Ma Xiang-Yu,Wen Xin-Xin,Yang Xiao-Jiang,Zhou Da-Peng,Wu Qiong,Feng Ya-Fei,Ding Hai-Jiao,Lei Wei,Yu Hai-Long,Liu Bing,Xiang Liang-Bi,Wang Tian-Sheng
A high failure rate of titanium implants in diabetic patients has been indicated in clinical evidences. Excessive oxidative stress at the bone-implant interface plays an important role in the impaired osteointegration under diabetic conditions. While the underlying mechanisms remain unknown and the targeted treatments are urgently needed. Ophiopogonin D (OP-D), isolated from Chinese herbal Radix Ophiopogon japonicus, is generally reported to be a potent antioxidant agent.
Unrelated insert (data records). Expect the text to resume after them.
PR #706, opened 2025-09-25
Remove use of thiserror from wincrypto

efer-ms:
Change WinCryptoError to be an Enum with different wrapped values. Simplify most of the code emitting error from WinCrypto to just use .into() on the Windows result object or string.

### DIFF
--- a/wincrypto/src/dtls.rs
+++ b/wincrypto/src/dtls.rs
@@ -195,10 +195,10 @@ impl Dtls {
             }
             EstablishmentState::Handshaking => self.handshake(datagram),
             EstablishmentState::Failed => {
-                Err(WinCryptoError("Handshake failed".to_string()).into())
+                Err("Handshake failed".into())
             }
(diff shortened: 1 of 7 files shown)


wincrypto/src/dtls.rs
```diff
@@ -423,15 +413,15 @@ impl Dtls {
             e => {
                 // Failed
                 self.state = EstablishmentState::Failed;
-                Err(WinCryptoError(format!("DTLS handshake failure: {:?}", e)).into())
+                Err(format!("DTLS handshake failure: {:?}", e).into())
```
xnorpx: can't you do {e:?} here?

efer-ms: actually.. I can just convert the hresult to a WinCryptoError.

xnorpx (approved):
lgtm

algesten:
Nice!

PR #708, opened 2025-09-25
Dimpl and RustCrypto

algesten:


algesten:
~This branch is currently setting the default to dimpl, but I don't think that's how we're going to merge it. Instead we probably feature flag dimpl, leave openssl as the default and use it if the feature flag is on. So the order is:~

...

`dimpl` comes as last option.

Cargo.toml
```diff
@@ -35,6 +35,9 @@ sha1 = ["dep:sha1"]
 # openssl and sha1.
 wincrypto = ["dep:str0m-wincrypto"]
 
+# DTLS impl made for str0m (experimental) in pure Rust.
+dimpl = ["dep:dimpl"]
```
xnorpx: Should the rustcrypto primitives only be added when dimpl is enabled?

xnorpx: dimpl = ["dep:dimpl"], "dep:aes", ..... etc

algesten: Yeah, good point. They're not really related, but for simplicity we maybe make them.

Cargo.toml
```diff
@@ -24,17 +24,20 @@ rust-version = "1.71.1"
 # security patching than updating statically linked software.
 
 [features]
-default = ["openssl", "vendored", "sha1"]
+default = ["dimpl", "vendored", "sha1"]
```
xnorpx: vendored is tied to openssl so if dimpl is default then you don't need vendored?

.github/workflows/cargo.yml
```diff
@@ -17,7 +17,7 @@ jobs:
     strategy:
```
xnorpx, line 17: so if dimpl is default then add a section

```yaml

  test_openssl:
    strategy:
      matrix:
         os: [ubuntu-latest, macos-latest, windows-latest]
        rust: [stable, beta, 1.81.0]

    runs-on: ${{ matrix.os }}

    steps:
      - uses: actions/checkout@v2
      - uses: dtolnay/rust-toolchain@master
        id: toolchain
        with:
          toolchain: ${{ matrix.rust }}
      - uses: Swatinem/rust-cache@v1
      - name: Build
        run: cargo +${{steps.toolchain.outputs.name}} build --no-default-features --features openssl
      - name: Test
        run: cargo +${{steps.toolchain.outputs.name}} test --no-default-features --features openssl
```

xnorpx: ok, this should be change to test the dimpl impl instead

algesten: Very true. It should try all the backends.

algesten: Done

ValorZard:
I am very excited to see this PR! Let me know if I can do anything to help! The fact that str0m had such a hard dependency on either wincrypto or openssl was a big blocker in terms of me using it, so I'd love to chip in in any way that I can

xnorpx:
> I am very excited to see this PR! Let me know if I can do anything to help! The fact that str0m had such a hard dependency on either wincrypto or openssl was a big blocker in terms of me using it, so I'd love to chip in in any way that I can

test it? :)

algesten:
I suspect a big drain on performance is how much zeroing dimpl does on the buffers it uses for encrypted data. This line could be the culprit https://github.com/algesten/dimpl/blob/main/src/buffer.rs#L27

PR #710, opened 2025-09-27
github CI: use dtolnay/rust-toolchain

algesten:


.github/workflows/cargo.yml
```diff
@@ -21,19 +22,18 @@ jobs:
...
-      - uses: actions-rs/cargo@v1
+          persist-credentials: false
+      - uses: dtolnay/rust-toolchain@master
+        id: toolchain
         with:
-          command: test
+          toolchain: ${{ matrix.rust }}
+      - uses: Swatinem/rust-cache@v2
+      - name: Build 1
+        run: cargo +${{steps.toolchain.outputs.name}} build --all-features
```
thomaseizinger, line 34: I think the action sets the version as default so you could technically get rid of this (unless you want to be explicit)

algesten: Thanks!

PR #714, opened 2025-10-25
Efer/apple crypto

efer-ms:
Progress! Still missing DTLS .. but cert, ciphers, hashes are all implemented.. just need DTLS.


algesten:
Oh wow! I had no idea you were looking at this. Very cool!

It struck me when I was integrating dimpl that the surface between str0m and the DTLS layer is a bit untidy because it was quite openssl specific. 

Wonder if we should revisit that layer now that we get more and more deps.

efer-ms:
Well this will likely be stuck for a bit, since it looks like Apple doesn't have a reasonable DTLS impl available after all. So whilst the ciphers, hashes, and cert generation seem to all be possible, DTLS itself is another matter.

Didn't mean to get your hopes up, but it does mean if you want to rethink the interface, you don't need to worry about migrating this one exactly.

xnorpx:
Could the DTLS 1.2 impl be reused from dimpl while all crypto things come from apple?

efer-ms:
> Could the DTLS 1.2 impl be reused from dimpl while all crypto things come from apple?

That seems like the most promising approach.

algesten:
We'd need to make the crypto pluggable in dimpl, but there isn't much because it severely restricts the supported ciphers.

efer-ms:
Ok.. I spent a good amount of time looking at what was there in Network Framework and the older deprecated Security Framework.

- Network Framework just seems to hide too much. You can't replace the actual UDP socket, and you can't capture packets after DTLS but before being sent on the wire.
- Security Framework (ignoring it being Deprecated for years), got further. I managed to get DTLS to establish with RSA certs, but not ECDSA certs, and the SRTP key material was not generated correctly. Looking at the actual handshake though showed it still performing DTLS 1.0 though I set it to min 1.2, and no ability to set the ec curve params not use_srtp extensions (which I suspect has to do with the ECDSA and SRTP failures).

So... I think the best option would be to consume dimpl. I think it still allows people to use system crypto, vs bringing their own. it's unfortunate that Apple didn't continue with the Security Framework and just add the few things it needed to be effective. But I'm sure they had their reasons /shrug

algesten:
> DTLS 1.0 though I set it to min 1.2,

Notice that on the record layer most DTLS impls say 1.0 even for 1.2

In the present study, we hypothesized that OP-D exerted promotive effects on osteointegration against oxidative stress, and investigated the underlying mechanisms associated with alteration of Wnt/β-catenin signaling pathway. Rabbit osteoblasts incubated on titanium alloy implant were co-cultured with normal serum (NS), diabetic serum (DS), DS + OP-D, DS + NAC (a potent ROS inhibitor) and DS + OP-D + Dkk1 (a Wnt inhibitor) for examinations of osteoblast behaviors. For in vivo study, titanium alloy implants were implanted into the femoral condyle defects on diabetic rabbits. Results demonstrated that diabetes-induced oxidative stress resulted in osteoblast dysfunctions and apoptotic injury at the bone-implant interface, concomitant with the inactivation of Wnt/β-catenin signaling. Importantly, OP-D administration attenuated oxidative stress, directly reactivating Wnt/β-catenin signaling. Osteoblast dysfunctions were thus reversed as evidenced by improved osteoblast adhesion, proliferation and differentiation, and ameliorated apoptotic injury, exerting similar effects to NAC treatment. In addition, the positive effects afforded by OP-D were confirmed by improved osteointegration and oetogenesis within the titanium alloy implants in vivo by Micro-CT and histological analyses. Furthermore, the pro-osteogenic effects of OP-D were almost completely abolished by the Wnt inhibitor Dkk1. These results demonstrated, for the first time, OP-D administration alleviated the damaged osteointegration of titanium alloy implants under diabetic conditions by means of inhibiting oxidative stress via a Wnt/β-catenin-dependent mechanism. The OP-D administration would become a reliable treatment strategy for implant failure therapy in diabetics due to the optimal anti-oxidative and pro-osteogenic properties.